François Balland : Des assiégés se trouvent généralement devant trois devenirs : la destruction par l’assiégeant, la capitulation, la tentative de fuite. La fuite hors de Gaza en Égypte supposerait que le gouvernement du Caire accepte la présence du Hamas sur son sol, ce qui est fort improbable. La fuite par la mer, après un
cessez-le-feu, sur des navires de pays tiers, comme ceux de la France, pose deux nouveaux problèmes : d’abord Israël devrait alors reconnaître qu’il ne maîtrise plus le trafic maritime avec Gaza, ensuite et surtout si cette évacuation devait être limitée aux civils, comment faire la distinction avec des combattants du Hamas qui souvent n’ont pas d’uniformes ? Cela rappelle le problème de l’évacuation de Beyrouth par l’Organisation de Libération de la Palestine (OLP), en 1982-83 sur des navires en partie français. Il reste alors l’option de la capitulation : victoire a priori pour Israël, mais en fait un cadeau empoisonné, car que faire des combattants du Hamas ? Les emprisonner à vie, avec tous les risques de représailles que cela engendre ? On est bien là dans une situation différente de celle de la capitulation de von Paulus à Stalingrad début 1943. Cette capitulation était tout bénéfice pour Staline et l’URSS, et le début de la fin pour l’Allemagne hitlérienne. Une capitulation du Hamas ne serait qu’un répit plein d’embûches pour Israël.

Le MAGue : Les miliciens du Hamas apparaissant assiégés dans Gaza, pourquoi Tsahal hésite-t-elle à investir les lieux ?

François Balland : C’est la question du seuil tacite à ne pas dépasser dans les guerres contemporaines. Déjà lors de la guerre de Corée, des Américains ont évoqué l’utilisation de l’arme atomique pour gagner rapidement et nettement la guerre. Lors de la guerre du Vietnam ensuite, le même débat eut lieu : pourquoi ne pas atomiser Hanoï, ou bien au moins bombarder le Nord Vietnam avec des gaz, ou avec des armes conventionnelles si massivement utilisées que Hanoï aurait dû demander grâce ? Utiliser un armement disproportionné contre un ennemi évidemment plus faible se retournerait moralement contre l’utilisateur, et cela légitimerait toutes les réactions dans le monde, même les plus violentes.

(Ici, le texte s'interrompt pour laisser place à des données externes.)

PR #222, opened 2026-08-15
feat(mcp): connect the Claude wake adapter to the signed wake route

l33tdawg:
## The gap

The Claude channel adapter shipped in #209 with **no production `ClaudeWakeSource` behind it**. Every implementation of the interface lives in a test file, so `ConfigureClaudeChannel` has no caller outside the package:

```
$ git grep -ln ConfigureClaudeChannel origin/main | grep -v _test.go
internal/mcp/claude_channel.go      # the file that defines it
```

The node half shipped separately in #210 and is fully live — `GET /v1/messages/wake` registered at `api/rest/server.go:837`, fed by `api/rest/messages_handler.go:140` via `publishMessageWake(msg.ToAgent, msg.WakeSeq)`. An unauthenticated probe of the running node returns 401 with the exact signed-header contract, so the route works.

Neither PR is defective. The seam between them was simply never built, which made the adapter opt-in with no way to opt in.

## What this adds

`restClaudeWakeSource` — the seam, and nothing more. It subscribes to the signed exact-recipient wake route as the server's own identity and translates SSE frames into `ClaudeWakeEvent`. It gains no ability to receive, claim, read, or acknowledge a message, preserving #209's deliberate narrowing where the host learns a cursor and never content or sender.

## Two load-bearing properties, both pinned by tests

**The stream client cannot be the server's request client.** `s.httpClient` sets `Timeout` (75s default), which bounds the *entire* request including body reads — it would sever a healthy SSE stream on a fixed timer and the break would masquerade as a reconnect. The transport is shared so TLS and CA resolution stay byte-identical.

**The consumer ID is random per process**, not derived from project or provider. The node supersedes a reconnect from the *same* consumer and rejects a *different* one with 409. A stable ID would therefore let a second Claude runtime silently steal the wake from a live one — exactly what the lease exists to prevent.

Retry policy deliberately stays with the adapter: a rejected subscribe returns an error rather than retrying here, so the shipped bounded backoff owns it.

## Verified live against a running node

Driven through the real code path, not a mock:

```
HARNESS baseURL=http://127.0.0.1:8080 consumer=claude-code-70f7d480ad373c3e
HARNESS subscribed OK — streaming wake events
HARNESS WAKE #1 version=1 seq=2 pending=true
```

Si Israël écrase Gaza sous les chars, il n’est plus en position d’autodéfense face aux provocations du Hamas, il devient la brute méchante qui profite de sa supériorité pour détruire le faible.

Le MAGue : Les parties en conflit en viendront-elles à une éventuelle issue à une paix des braves et un règlement négocié ?

François Balland : Certes la diplomatie française, celle de l’Union Européenne, celle du Vatican, ont des rôles à jouer pour trouver une issue à ce conflit. Mais il semble qu’une sortie de crise dépende davantage des trois facteurs politiques suivants : une soumission du Hamas à l’Autorité palestinienne, le résultats des élections en Israël et la formation d’un nouveau gouvernement. Les prises de position de Barack Obama sur la question auront surtout un impact important. La grande hantise d’Israël vis-à-vis des États-Unis a toujours été de voir arriver un président non pas anti-israëlien, mais indifférent quant aux problèmes d’Israël. Or Barack Obama, président en exercice le 20 janvier prochain, n’a pas encore défini de position claire !

 

 


Des morts et des blessés dans ce carré de terre
Sont encore à la une et l’on n’y comprend rien,
La guerre est bien l’issue au penchant vénérien
De l’homme et de son vice, au mieux sectaire !

S’il faut que tout se tienne en plus à ce critère,
Tel jour de fête aura bon goût pour tout terrien
Pour qu’il s’ouvre à la vie en ce froid sibérien,
Et notre an neuf lui donne un curieux caractère.

Ils sont venus aux mains pour un bout de terrain
Qui ne vaut pas grand-chose avec la loi d’airain
Du marché qui s’écroule en minant les affaires !

Leur ruine a fait grand bruit sauf pour le pèlerin
Qui n’a que faire avec des champs carbonifères,
Ils vont pouvoir se battre au fond d’un souterrain.